### Exercise description
Which lines hold the word "convenience"? Copy each of them from the material.

### Given information

PR #2477, opened 2024-12-17
refactor(LayeredMaterial): migrate to TypeScript

HoloTheDrunk:
## Description

Converted the `LayeredMaterial` class and eponymous file to TypeScript.
Took this opportunity to do some internal cleanup and refactoring of things like the way the layers (or more precisely `RasterTile`s) were stored, the uniforms and defines, etc... This means the internal API for the material has changed since we now keep `RasterColorTile`s and the one `RasterElevationTile` separate internally. A convenience `getLayer` method has  been provided matching the previous API for cases where the exact type of `RasterTile` is not important.
Whether we should rename the "layer" fields to "tile" to match the actual data type is up for debate. I'm all for it, but I'm not aware of how dependent people might be on those names.

Also planning on making the new uniforms/defines convenience TS-specific functions available to the `PointsMaterial` class and nuking `src/Renderer/CommonMaterial.js` out of existence in a coming PR.

## Motivation and Context
This PR fits into the larger motion to migrate iTowns to TypeScript.

Tested on Ubuntu 22.04.5 LTS x86_64 using Firefox 126.0.1 (64-bit)


jailln:
Thanks for this PR :) It really makes this material clearer!

I would be down for renaming layer to tile since using layer is really confusing with itowns layers and I think no one is using this API outside of itowns.

I noticed a few bugs though:
* terrain is not displayed anymore: see view_3d_map.html for instance. Also, it seems that now you only let the possibility to have one elevation layer. Even if multiple elevation layers support was not totally implemented (especially when having tiles at the same zoom level or because sometimes we used the first elevation layer by default), it was possible to have two elevation layers.
* debug tiles are always displayed:
image
* zoom is broken:

https://github.com/user-attachments/assets/93ac44e8-7aef-4c5b-a423-38d115fd82b3

HoloTheDrunk:
Hi, yes this is still a WIP and I'm tracking down the source of these issues.
I'll be on holiday until early January though so this isn't gonna move much until then.
Happy holidays!
Update: back from holidays, working on this again

src/Renderer/LayeredMaterial.ts
```diff
@@ -0,0 +1,542 @@
...
+        maxSamplersColorCount,
+    );
+}
+
+export const colorLayerEffects: Record<string, number> = {
+    noEffect: 0,
+    removeLightColor: 1,
+    removeWhiteColor: 2,
+    customEffect: 3,
+};
```
Desplandis: This is an enum for effects (i.e. for adding custom shader chunks in `Tile.vs`/`Tile.fs`) in `ColorLayer`, I think this should be `as const`.

src/Renderer/LayeredMaterial.ts
```diff
@@ -0,0 +1,542 @@
...
+        transparent: false,
+    },
+    elevation: {
+        scale: 0,
+        bias: 0,
+        mode: 0,
+        zmin: 0,
+        zmax: 0,
+    },
+};
```
Desplandis: So the `noDataValue` property of the previous default structure was not used?

src/Renderer/LayeredMaterial.ts
```diff
@@ -0,0 +1,542 @@
...
+        );
+    }
+    uTextureCount.value = count;
+}
+
+export const ELEVATION_MODES = {
+    RGBA: 0,
+    COLOR: 1,
+    DATA: 2,
+};
```
Desplandis: This is an enum and it shall be `as const`.

src/Renderer/LayeredMaterial.ts
```diff
@@ -0,0 +1,542 @@
...
+        fillInProp(defines, 'NUM_FS_TEXTURES', nbSamplers[1]);
+        // TODO: We do not use the fog from the scene, is this a desired
+        // behavior?
+        fillInProp(defines, 'USE_FOG', 1);
+        fillInProp(defines, 'NUM_CRS', crsCount);
+
+        initModeDefines(defines);
+        fillInProp(defines, 'MODE', RenderMode.MODES.FINAL);
+
+        // @ts-expect-error: global constexpr
```
Desplandis: When you'll rebase on `master`, I suggest adding a `global` declaration in `Main.ts` of the `itowns` package:
```ts
declare global {
  const __DEBUG__: boolean;
}
```

src/Renderer/LayeredMaterial.ts
```diff
@@ -0,0 +1,542 @@
...
+    colorTextureCount: number,
+}
+
+let nbSamplers: [number, number] | undefined;
+const fragmentShader: string[] = [];
+
+/** Replacing the default uniforms dynamic type with our own static map. */
+export type LayeredMaterialParameters =
+    Omit<THREE.ShaderMaterialParameters, 'uniforms'>
+    & { uniforms?: MappedUniforms<LayeredMaterialRawUniforms> };
```
Desplandis: I think it would be easier to read as an extended interface:

```suggestion
export interface LayeredMaterialParameters extends THREE.ShaderMaterialParameters {
    uniforms?: MappedUniforms<LayeredMaterialRawUniforms>;
}
```

Also, do we authorize user of the `LayeredMaterial` class to set its own defines/uniforms?

src/Renderer/LayeredMaterial.ts
```diff
@@ -0,0 +1,542 @@
...
+    const uTextureCount = uniforms.textureCount;
+
+    // Flatten the 2d array: [i, j] -> layers[_layerIds[i]].textures[j]
+    let count = 0;
+    for (const tile of tiles) {
+        // FIXME: RasterElevationTile are always passed to this function alone
+        // so this works, but it's really not great even ignoring the dynamic
+        // addition of a field.
+        // @ts-expect-error: adding field to passed layer
+        tile.textureOffset = count;
```
Desplandis: Yeah, kinda ugly... I don't see where it is passed to the GPU though.

src/Renderer/LayeredMaterial.ts
```diff
@@ -0,0 +1,542 @@
...
+
+    // Debug
+    showOutline: boolean,
+    outlineWidth: number,
+    outlineColors: THREE.Color[]
+
+    // Elevation layers
+    elevationLayers: Array<StructElevationLayer>,
+    elevationTextures: Array<THREE.Texture>,
+    elevationOffsetScales: Array<THREE.Vector4>,
```
Desplandis: I have a coding-style question (which is kinda orthogonal to this PR), shall we go for `T[]` or `Array<T>` for consistency?

src/Renderer/LayeredMaterial.ts
```diff
@@ -0,0 +1,542 @@
...
+        // TODO: We do not use the fog from the scene, is this a desired
+        // behavior?
+        fillInProp(defines, 'USE_FOG', 1);
+        fillInProp(defines, 'NUM_CRS', crsCount);
+
+        initModeDefines(defines);
+        fillInProp(defines, 'MODE', RenderMode.MODES.FINAL);
+
+        // @ts-expect-error: global constexpr
+        fillInProp(defines, 'DEBUG', +__DEBUG__);
```
Desplandis: I think it would it be better to just assign the properties directly into `defines`. This would remove the need for type assertions and ease the readability of the code. Something like
```typescript
        const defines: typeof this.defines = {
            NUM_VS_TEXTURES: nbSamplers[0],
            NUM_FS_TEXTURES: nbSamplers[1],
            USE_FOG: 1,
            NUM_CRS: crsCount,
            initModeDefines(),
            MODE: RenderMode.MODES.FINAL,
            DEBUG: __DEBUG__,
        };
        this.defines = defines;
```


You would need to change the `initNodeDefines` to output the key-mapped object for both `ELEVATION_MODES` and `RenderModes.MODES`. Such mapping could be done with
```ts
Object.fromEntries(
        Object.entries(ELEVATION_MODES).map(([key, value]) => [`ELEVATION_${key}`, value])
    ) as { [K in keyof typeof ELEVATION_MODES as `ELEVATION_${K}`]: typeof ELEVATION_MODES[K] }
```

P.S.: I didn't find a way to do such mapping without explicit casts
P.P.S: Forgot to use `DefineMapping` in my suggestion

src/Renderer/LayeredMaterial.ts
```diff
@@ -0,0 +1,542 @@
...
+
+    public colorTiles: RasterColorTile[];
+    public elevationTile: RasterElevationTile | undefined;
+
+    public colorTileIds: string[];
+    public elevationTileId: string | undefined;
+
+    public layersNeedUpdate: boolean;
+
+    public override defines: LayeredMaterialDefines;
```
Desplandis: Why not adding an override for `uniforms` too?

Something like `MappedUniforms<LayeredMaterialRawUniforms>`? `uniforms` would be correctly typed in the whole module.

src/Renderer/LayeredMaterial.ts
```diff
@@ -0,0 +1,542 @@
...
+
+    constructor(options: LayeredMaterialParameters = {}, crsCount: number) {
+        super(options);
```
Desplandis: If we wish to let the user provides its own uniforms, it would be better to assign them directly in this class.
```suggestion
        const { uniforms, ...materialOptions } = options;
        super(materialOptions);
```

This would remove the need (in other part of the code) to check if the uniform is already assigned.

src/Renderer/LayeredMaterial.ts
```diff
@@ -0,0 +1,542 @@
...
+        fillInProp(defines, 'DEBUG', +__DEBUG__);
+
+        // @ts-expect-error: global constexpr
+        if (__DEBUG__) {
+            const outlineColors = [new THREE.Color(1.0, 0.0, 0.0)];
+            if (crsCount > 1) {
+                outlineColors.push(new THREE.Color(1.0, 0.5, 0.0));
+            }
+
+            this.initUniforms({
```
Desplandis: In the same vein as my suggestion for `defines`, why not have a single call to `initUniforms` which could return all uniforms and assign the `uniforms` property directly?

src/Renderer/LayeredMaterial.ts
```diff
@@ -0,0 +1,542 @@
...
+        for (const [name, value] of Object.entries(uniforms)) {
+            const uniform = this.uniforms[name];
+            if (uniform === undefined) {
+                continue;
+            }
+            if (uniform.value !== value) {
+                uniform.value = value;
+            }
+        }
+    }
```
Desplandis: Any use?

Desplandis (changes requested):
Good work! I made some suggestions while debugging/reviewing the code.

Desplandis:
@HoloTheDrunk You could fix the zoom and picking bug by correctly assigning the `objectId` uniform in the constructor of `TileMesh`.

```js
material.setUniform('objectId', this.id);
// instead of
material.objectId = this.id;
```

src/Renderer/LayeredMaterial.ts
HoloTheDrunk: I don't see a reason to allow custom defines/uniforms given that the pipeline used is fixed (unless the user goes and modifies the shaders, which would be as unintended as can be).

src/Renderer/LayeredMaterial.ts
HoloTheDrunk: It's part of the expected fields for a `StructColorLayer`. Seen in `src/Renderer/Shader/Chunk/color_layers_pars_fragment.glsl`.

src/Renderer/LayeredMaterial.ts
HoloTheDrunk: I personally prefer the `Array<T>` notation because it's standard with the rest of the type system, but given the ubiquity of arrays it might be better to use `T[]`? I don't really have strong feelings on the matter.

src/Renderer/LayeredMaterial.ts
HoloTheDrunk: This is provided for users to be able to set uniform values. Should I remove `setUniform` and only keep `setUniforms` or keep both (and use `setUniform` in `setUniforms`)?

src/Renderer/LayeredMaterial.ts
HoloTheDrunk: Unused in the shaders and therefore unnecessary in the uniform structs.

src/Renderer/LayeredMaterial.ts
Desplandis: Yeah, but were is it copied?

src/Renderer/LayeredMaterial.ts
Desplandis: In that case, you should maybe omit both `uniforms` and `defines` properties.

src/Renderer/LayeredMaterial.ts
Desplandis: I usually use `T[]` when T is a single word (or for primitive types) and reserve Array for more complex types.

src/Renderer/LayeredMaterial.ts
Desplandis: Okay, we'll resolve it later when we'll document the shaders.

Desplandis (approved):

### Finished task
Took this opportunity to do some internal cleanup and refactoring of things like the way the layers (or more precisely `RasterTile`s) were stored, the uniforms and defines, etc... This means the internal API for the material has changed since we now keep `RasterColorTile`s and the one `RasterElevationTile` separate internally. A convenience `getLayer` method has  been provided matching the previous API for cases where the exact type of `RasterTile` is not important.
Also planning on making the new uniforms/defines convenience TS-specific functions available to the `PointsMaterial` class and nuking `src/Renderer/CommonMaterial.js` out of existence in a coming PR.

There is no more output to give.